부산대학교 도서관

The growing availability of ocean data brought forth by recent advancements in remote sensing, in situ measurements, and numerical models supports the development of data-driven strategies as a powerful, computationally efficient alternative to model-based approaches for the interpolation of high-resolution, gap-free, regularly gridded sea surface geophysical fields from partial satellite-derived observations. In this paper, we investigate such data-driven strategies for the spatio-temporal interpolation of sea level anomaly (SLA) fields in the Western Mediterranean Sea from satellite-derived altimetry data. We introduce and evaluate the analog data assimilation (AnDA) framework, which exploits patch-based analog forecasting operators within a classic Kalman-based data assimilation scheme. With a view toward the upcoming wide-swath surface water and ocean topography (SWOT) mission, two different types of altimetry data are assimilated: along-track nadir data and wide-swath SWOT altimetry data.

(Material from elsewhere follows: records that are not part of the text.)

PR #1636, opened 2021-03-13
fix(announcement): resolved bugs with parsing ids

kyranet:


src/lib/util/util.ts
```diff
@@ -502,6 +502,41 @@ export function cleanMentions(guild: Guild, input: string) {
  */
 export const extractMentions = (input: string) => input.match(/<(@[!&]?)(\d{17,19})>/g) ?? [];
```
favna, line 503: I don't think we use this anywhere else so if that's the case remove it.

favna (approved):

favna (changes requested):
1 more bug to fix (See discord). Just doing this so it cannot accidentally be merged.

favna (approved):

PR #1658, opened 2021-03-19
feat(custom-commands): add empty formatter

kyranet:
This is useful for defining arguments at the start of a tag (to specify their order) but not show them, for example:
`{target:user | empty}{money:integer | empty}{money:integer} dollar(s) was sent from {author} to {target:user}`


vladfrangu (approved):
k

favna (approved):

PR #30, opened 2021-02-15
Writeup of rationale behind the buffer API design

chrisvest:
This adds a write-up of the rationale behind the design of the new proposed buffer API, and also draws attention to some of the major changes compared to the `ByteBuf` API.

### DIFF
--- a/RATIONALE.adoc
+++ b/RATIONALE.adoc
@@ -219,17 +219,17 @@ This is to avoid the pains currently observed where we code that branches on whe
 Being able to unify these code paths will help with maintainability.
 
 Buffers need to know their allocators, in order to implement `ensureWritable()`, and the same is true for composite buffers.
-That’s why the method to compose buffers is placed on the `BufferAllocator` interface:
+That’s why the method to compose buffers takes a `BufferAllocator` as a first argument:
 
 [source,java]
 ----
 try (Buffer x = allocator.allocate(128);
      Buffer y = allocator.allocate(128)) {
-    return allocator.compose(x, y);
+    return Buffer.compose(allocator, x, y);
 }
 ----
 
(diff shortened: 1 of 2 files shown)


chrisvest:
This needs to mention that frameworks that build upon this, and don't explicitly manage buffer life times, should also be supported.

chrisvest:
See #41 for slides with examples and general introduction of the API.

jameskleeh:
@chrisvest I have some concerns regarding the changes to composite buffers. 

In Micronaut we currently need a way to tell if a buffer is composite or not via https://github.com/micronaut-projects/micronaut-core/blob/2.4.x/buffer-netty/src/main/java/io/micronaut/buffer/netty/NettyByteBuffer.java#L187

We also need a way to release a section of a composite buffer. This need and the current shortcomings of the current file upload API are described here https://github.com/netty/netty/issues/8655. See https://github.com/micronaut-projects/micronaut-core/blob/2.4.x/http-server-netty/src/main/java/io/micronaut/http/server/netty/HttpDataReference.java#L221-L243

If this isn't the right forum to bring up these issues or you would like me to bring them up somewhere else please let me know

chrisvest:
Hi @jameskleeh, opening separate issues is better for keeping track of things, but I can answer the questions you have here.

We have a static `Buffer.isComposite` method for determining if a buffer is composite or not.

You can use `bifurcate`, assuming the offsets line up correctly, to break a composite buffer into two. Then you can close one of the two parts. We could also add methods that make detaching/removing components more explicit and easier to express. Please open an issue about that and describe the use case and what you need.

chrisvest:
Merging this one. We can do future discussion as GitHub issues.

PR #32, opened 2021-02-24
Make the incubating buffers exposable as ByteBuf

chrisvest:
Motivation:
This makes it possible to use the new buffer API in Netty as is.

Modification:
Make the MemSegBuffer implementation class implement ByteBufConvertible and ReferenceCounted.
The produced ByteBuf instance delegates all calls to the underlying Buffer instance as faithfully as possible.
One area where the two deviates, is that it's not possible to create non-retained duplicates and slices with the new buffer API.

Result:
It is now possible to use the new buffer API on both client and server side.
The Echo* examples demonstrate this, and the EchoIT proves it with a test.
The API is used more directly on the client side, since the server-side allocator in Netty does not know how to allocate buffers with the incubating API.

This is the companion PR to https://github.com/netty/netty/pull/11036


chrisvest:
GitHub Actions is having an outage. Build passes locally.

Using an observing system simulation experiment, we demonstrate the relevance of AnDA as an improved interpolation method, particularly for mesoscale features in the 20- to 100-km horizontal scale range. Results report an SLA reconstruction RMSE (correlation) improvement of 42% (14%) with respect to optimal interpolation, and show a clear gain when the joint assimilation of SWOT and along-track nadir observations are considered.